Who Benefits From Inflation?
Several months ago, I wrote a post entitled “The Benefits Of Inflation” highlighting some of the advantages that moderate levels of inflation offers to modern society. Among these advantages are allowing companies to push through price increases more easily, leading to higher profits, managing the unemployment rate by discretely lowering workers’ salaries when needed without them being aware of it (preventing lay-offs), and in general grease the wheels of capitalism. Of course, it goes without saying that once inflation exceeds a reasonable limit, say 4-5%, the pitfalls begin to outweigh the benefits.
But Who Benefits From High Rates Of Inflation?
It is generally accepted in economic circles that moderate rates of inflation in the 2-4% range are actually good for the economy for the reasons mentioned above. But what happens when inflation rates increase significantly above this “safe rate”, as is likely in the U.S. over the next decade? When inflation hits 7-12% as many are expecting, who benefits?
- The Government - The most obvious beneficiary of higher inflation, at least in the short term, is the government. Since they control the printing presses, the government will always be able to pay its debt, at least domestically since higher inflation effectively reduces the long-term cost of borrowing money.

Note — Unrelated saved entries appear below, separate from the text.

PR #508, opened 2026-08-06
Elastic Trajectory Planner

jasonkdeng:
### 📑  Description

Elastic Trajectory Planner implemented. Tests succeed. However, I am having trouble with WSL running world modeling.

### ✅  Checklist

### 📝  Notes for reviewers

This PR is not complete, and requires assistance with debugging. Currently, running world modelling is crashing this.


jasonkdeng:
I suspect the issue is with RAM, because there are no immediate errors when running world modeling, and instead, WSL disconnects after about 10 seconds.

PR #513, opened 2026-08-13
Add arg to disable live cameras

AshishA26:
### 📑  Description

Launching the perception_bringup with perception.launch.yaml use to fail as the camera drivers don't exist anywhere except when on the car directly. This PR adds a flag preventing loading in physical cameras.

### ✅  Checklist

### 🔗  Related Issues / PRs
Fixes #123
Depends on #456


lucasreljic (approved):
Looks good! Thanks for making default true so this should not break deploy container

PR #1496, opened 2023-03-23
Remove duplication of anchor links in special topics pages

halvorsanden:
- Prevent doubling of anchor links on special topics pages (booking, shipping guide)
- Split sidemenu into to nav elements and remove classes
  - Makes it easier to jump directly to the correct menu, api section and apis without having to trawl through every list element with a screen reader
  - Makes it easier to style with fewer classes and more nested logic (there’s room for doing some actual nesting and similar stuff)
  - Avoids the use of h elements in the nav which triggers a mistake in the structure because the h2 end up before the h1 of the page – by using list elements instead, the hierarchy makes more sense as well.


bringdev:
[trello.com/c/C6pET2M3](https://trello.com/c/C6pET2M3)

halvorsanden:
Here’s the original issue. On the special topics pages "Endpoints" were rendered twice, and the last one plus the SOAP link pointed to the current page, not the parent.
Screenshot 2023-03-23 at 11 47 12

halvorsanden:
Just checked, and the solution doesn’t quite work, SOAP seems to be missing still.

halvorsanden:
Forgot to add a change to the last commit 🤦‍♂️ Should be working now.

halvorsanden:
Should look something like this (+ API support at the end when running in staging/prod):
Screenshot 2023-03-24 at 08 46 19

Igor-J86 (approved):
Nice! 🤩

PR #1505, opened 2023-04-20
Make filtering on API updates page

Igor-J86:
Adding a text input field for filtering on API updates page. This will search through **all** the text of each API update + the API area the update belongs to on `keyup` event. If the input matches the whole, or part of a string, the relevant API updates will be displayed. All others will be hidden.

This could be handled with `includes()` function as well, but using this function things become case-sensitive, so would need to throw some other function on stuff, like `toLowerCase()`, in order to make sure that the input matches parts of the text of each API update. 
I decided therefore to make use of `RegExp` that has a built-in flag for case-insensitivity named `i`, and just `test()` the input value with the API update content and the API area the update belongs to, and then display the relevant API updates.

**Aria-live:**
There are 2 live regions that need to be handled with the `aria-live`, `aria-busy`, `aria-atomic` attributes. If both regions are updated and `aria-busy` is set to `false`, only the last live region was announced with the voice-over tool. Therefore it got a bit trickier to make the logic where the aria-busy is set to false only if there are visible articles in the first region, not the second, and vice versa. 
Setting the `aria-atomic` to `true` is for making sure the whole live region gets announced from start, and not continuing reading out where it left of previously.

**Page:**
https://developer.bring.com/api/revision-history/

Skjermbilde 2023-04-20 kl  13 10 31

### DIFF
--- a/layouts/partials/api/changelog.html
+++ b/layouts/partials/api/changelog.html
@@ -41,27 +41,29 @@
       <label class="form__label" for="filterChangelogInput">Filter API updates</label>
       <input type="text" class="form__control maxw16r" id="filterChangelogInput" />
       {{/* Set $pages to the rearranged structure */}}
-      {{- $pages = $rearrangedPages -}}
-      {{- range first 5 $pages -}}
-        {{- $parentFolder := path.Base (path.Dir .) -}}
-        <article class="mbl" data-changelog-parent="{{$parentFolder}}">
-          <header class="flex flex-dir-col-rev">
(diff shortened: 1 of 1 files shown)


halvorsanden (approved):
Nice use of aria that we should document and set a standard for in similar type of interfaces. I think it’s also time to make a task to look at the layout (again) for this page (maybe we don’t need the collapsible now that we have filtering, or something 🤷‍♂️)
Good work with both the aria and finding a better solution than first assumed.

halvorsanden:
Just ignore the last check missing – working on fixing that.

- Borrowers - Anyone borrowing money for a long term for a fixed rate (such as a mortgage) benefits from inflation because, again, it effectively reduces the cost of future interest payments. That $2000 per month mortgage payment may seem like a lot today, but 20 years from now it will be worth a lot less. Your income will have risen to keep up with the constantly-increasing cost of living while your fixed-rate debt will have remained constant.
- Owners Of Real Assets - Owners of real physical assets such as real estate, gold, timber, farm land, mines, etc tend to do very well during inflationary periods since the price of these assets (and the commodities they produce in the case of mines and farm and timber land) tends to rise along with inflation.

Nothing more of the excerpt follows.